# Pet hair on furniture.....



## Dottiejane (Dec 15, 2008)

O.k. here is my problem and I sure hope someone can help me out  I have two dogs, a 13 year old English Springer Spaniel and a 3 year old Great Dane/Mastiff mix. I have allowed them on the furniture for as long as we have had them. I have had no problem with that thus far.. however, We have just purchased a new livingroom set.. again please know I have no problem sharing this with the dogs.. but.... I have to use a lint roller EVERYDAY because the hair on them looks like a Sasquatch I use one lint roller a day on all the pieces of furniture. In the past it hasn't bothered me because it didn't show, but the fabric that we have now shows EVERY little thing..... I do not want to make them get on the floor after all these years what I am looking for is some type of tool, or brush or something that would make it easier for me to clean it. It really is a pain to use one lint roller a day.. Is there anything out there that any of you know about that will keep my dogs warm and cozy on the couch with us??


----------



## Graco22 (Jul 16, 2007)

Hmm...the springer shouldn't really be shedding, as they don't really shed much, so I assume its the dane mix that is the major culprit, and its those little hairs that stick into everything. If you don't already have a furminator and a rubber curry to use in him at least twice weekly, I would start with that to help eliminate some of the shed. What kind of fabric is on your furniture? You can also use duct tape, less expensive than the lint rollers. You may end up having to use a throw blanket, and teaching the dogs to lay on that area...kinda covers up your nice new furniture though.


----------



## poodleholic (Mar 15, 2007)

Well, I have Poodles, who do not leave hair on the furniture, however, I would never leave the sofa and loveseat uncovered. I use slipcovers, and each dog has their own blanket I place for them in their spot.


----------



## GoodAsGold (Dec 1, 2008)

I have two Siberian Huskys. Although I don't allow them on the furniture, one of them gets on it when we are not home. Most of the time you will find my vaccum cleaner parked in the corner of the living room. It has a nice attachment to sweep the furniture. I usually do this every couple of days. It could use a sweeping everyday but I don't always have the time. I have to dust the doggie hair off my coffee table everyday to.


----------



## spotted nikes (Feb 7, 2008)

Rub a fabric softener sheet on the couch or spray w/Static guard, and vacuum.
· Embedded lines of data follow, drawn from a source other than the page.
Issue #262, opened 2017-05-06
xi-unicode line break unit test failures


cbreeden:
I wrote a test which parses the unit tests from UAX-45 found [here](http://www.unicode.org/Public/9.0.0/ucd/auxiliary/LineBreakTest.txt), and compared them with the results from `xi-unicode::LineBreakIterator`.  There were 122 failures.  I posted the failures in this [gist](https://gist.github.com/cbreeden/46e895cbf07b40072dc0e4d4cace761a).

It's possible that there could be a bug in my unit tests, though I have verified a few of the failures by hand.  I have included the source for the tests in the gist -- just be sure to include [LineBreakTest.txt](http://www.unicode.org/Public/9.0.0/ucd/auxiliary/LineBreakTest.txt) in the `tests/` directory.

I can open a PR for including the unit test if desired.

One possible source of false positives for these tests is the allowance of some [customizations](http://www.unicode.org/reports/tr14/#Customization).  These will need to be verified individually.

cbreeden:
Changing [this line](https://github.com/google/xi-editor/blob/master/rust/unicode/tools/mk_tables.py#L370) from

```python
            elif R == 'CM' and L not in ['BK', 'CR', 'LF', 'NL', 'SP', 'ZW']:
```
to
```python
            elif (R == 'CM' or R == 'ZWJ') and L not in ['BK', 'CR', 'LF', 'NL', 'SP', 'ZW']:
```
reduces the number of failures to 53.  The new line seems to more accurately reflect [LB9](http://www.unicode.org/reports/tr14/#BreakingRules).

I will need to verify that this is a strict subset of errors, and probably run it through the fuzzy tests as well.

raphlinus:
I suspect that most of these failures are due to Unicode 8->9 changes, and the followup about ZWJ is consistent. I hand-tested against the Unicode 8 corpus when I was developing it.

I don't have a lot of customizations or tailoring. In fact, I explicitly decided against adding more breaks in the punctuation / number combinations as in ICU, as it complicates the logic a lot and I believe the new breaks are not robust in all use cases.

I would definitely welcome a PR that added explicit testing.

Thanks for digging into this!

PR #272, opened 2017-05-08
Fix Unicode 9.0 discrepancies

cbreeden:
Fixes: #262 

This is any attempt to fix some test failures from the Unicode 9.0 line break unit tests.  A few things to note about this PR:

1. I have added `linebreaktest.txt` which can be used for unit tests.  I have commented out the unit tests that used custom handling of numeric-like sequences.  You can see which were commented out here e31524fcaf09b75deb7d6faae47d415eda848807.
2. I'm not entirely sure that [this line](https://github.com/google/xi-editor/commit/e31524fcaf09b75deb7d6faae47d415eda848807#diff-00d31ae7cb5cea5cdd929eef5f468d21R357) is handling all cases correctly.  It might be worth taking a look into this, as I _feel_ that I might be able to construct a test example which could fail along these lines.


cbreeden:
I signed it!

cbreeden:
Thanks, I'd wouldn't definitely appreciate a second pair of eyes.  In case you have some questions, (and since the patch is so small), I can briefly explain the reasoning here:

The following two modifications seem like the straight forward way to handling the [LB9](http://unicode.org/reports/tr14/#BreakingRules), basically where `ZWJ` is treated as you would treat `CM`.

```python
           if R in ['CM', 'ZWJ'] and L in ['BK', 'CR', 'LF', 'NL', 'SP', 'ZW']:
```
and
```python
          elif R in ['CM', 'ZWJ'] and L not in ['BK', 'CR', 'LF', 'NL', 'SP', 'ZW']:
```

One issue is when `ZWJ` is on the left.  We need to treat `ZWJ`, like we do with `CM`, as an `AL` except for the case when `[ID|EB|EM]` is on the right.  This is the purpose of the following conditional:

```python
            elif L == 'ZWJ' and R not in ['ID', 'EB', 'EM']:
                #handling for LB10
                l_with_cm = 2  # AL
                bk = t['AL' + '|' + R]
```

Ignoring the whole `l_with_cm` part is enough to fix all but 3 unit tests from LineBreakTest.txt.  And the `l_with_cm` part is the part I am least comfortable with.  The `l_with_cm` along with the `elif R in ['CM', 'ZWJ']` part which assigns `state = l_with_cm` is logically equivalent to having a special case for  `ZWJ [ CM | ZWJ ]` to be treated as an `AL`.

The test case to have in mind is `ZWJ x CM - [ID|EB|EM]`.  Provided that `ZWJ` doesn't take an identity from a previous character (LB9), which occurs when a `ZWJ` is after a hardbreak or sot, then the `CM` will try to take the identity from `ZWJ`.  Which would render the test as equivalent to `ZWJ x ZWJ x [ID|EB|EM]`.  What should be happening is that the `ZWJ x CM` should be treated as an `AL` and there should be a break between the `CM` and `[ID|EB|EM]`.

raphlinus:
I had a look at this and it seems fine. It's a little more ugliness, but symmetrical with the existing logic, and the underlying rules require a bunch of special-casing. It's nice that you were able to do this without expanding the size of the state machine itself. Also really happy that there are tests, this will definitely help the next time the spec revs.

Thanks again!

cbreeden:
Thanks! I learned a lot with this PR.  I found the Trie data structure for the codepoint -> break class mapping particularly interesting.

> It's nice that you were able to do this without expanding the size of the state machine itself.

The thought did cross my mind, noticing that the 2 MSBs are only used for representing 3 states: no break, soft break, and hard break.  It's quite possible to add a "needs special handling" state which include exactly one additional conditional for only the breaking cases.  But that should definitely be saved as a last resort of course :)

Or leave an old clean sheet over the couch and remove when comany comes over.


----------



## Paegan2246 (Dec 11, 2008)

Graco22 said:


> Hmm...the springer shouldn't really be shedding, as they don't really shed much, so I assume its the dane mix that is the major culprit, and its those little hairs that stick into everything. If you don't already have a furminator and a rubber curry to use in him at least twice weekly, I would start with that to help eliminate some of the shed. What kind of fabric is on your furniture? You can also use duct tape, less expensive than the lint rollers. You may end up having to use a throw blanket, and teaching the dogs to lay on that area...kinda covers up your nice new furniture though.


Hate to tell you, I've had English Springers my entire life - 7 of them. They do shed ...a lot.


----------



## Graco22 (Jul 16, 2007)

Paegan2246 said:


> Hate to tell you, I've had English Springers my entire life - 7 of them. They do shed ...a lot.



The only springers I ever see that are shedding, are the once a year grooms that get shaved down, etc. A correctly stripped springer will not shed, just like a cocker spaniel. I do agree though, that clippered springers, that aren't maintained and brushed regularly will shed, but I have groomed hundreds of them, and I still don't consider them anywhere near a heavy shedder. I would consider them a minimal shedding breed at best.


----------



## Lucillle (Dec 31, 2008)

I have a leather sofa and it is scratched up by the cats but easy to vacuum and wipe down. I also got a ser of slipcovers I'm not using at the moment but I do somethimes, you can get them pretty cheap on Ebay and mine just go in the wash.

I gave up on ever thinking my home would be hairless. If the Queen of England comes over, we'll go out to eat, lol.

The one thing that did make my life easier is buying one of those new superlightweight vacuum cleaners. They are smaller than regular ones but easier to use, and inexpensive.


----------



## Inga (Jun 16, 2007)

Yeah, I suppose it is too late to suggest leather furniture? It cleans up so nice, vacuum off the hair and if they slobber wipe it off with a damp rag.


----------



## deege39 (Dec 29, 2008)

Unfortunately my mother has a suede living room suite... -.- Let me just tell you, Donny does shed a little bit, thin black hairs that are almost undetectable, but there are white spots all over the furniture from him licking his paws and he's a male, so there are white spots because of _that_... (Kind of gross.) lol! So everyday I have to take a disinfectant rag to the sofa... Leather is nice, but over time shows all the claw marks... but that would still be my preference of choice. 

Leaving out a blanket for the dogs and training them to that would probably be one of your easier solutions... Get a blanket that compliments your furniture and fold it up for the pooches... Your whole sofa won't be covered, and if they learn it right, all you have to do is wash the blanket and give the sofa a good once-over with the vacuum every other day or so...


----------



## JustTess (Mar 19, 2008)

With a husky..... vacuum, vacuum, vacuum...

Once in the morning

Once before bed

and once if Ilya will let me vacuum him.


----------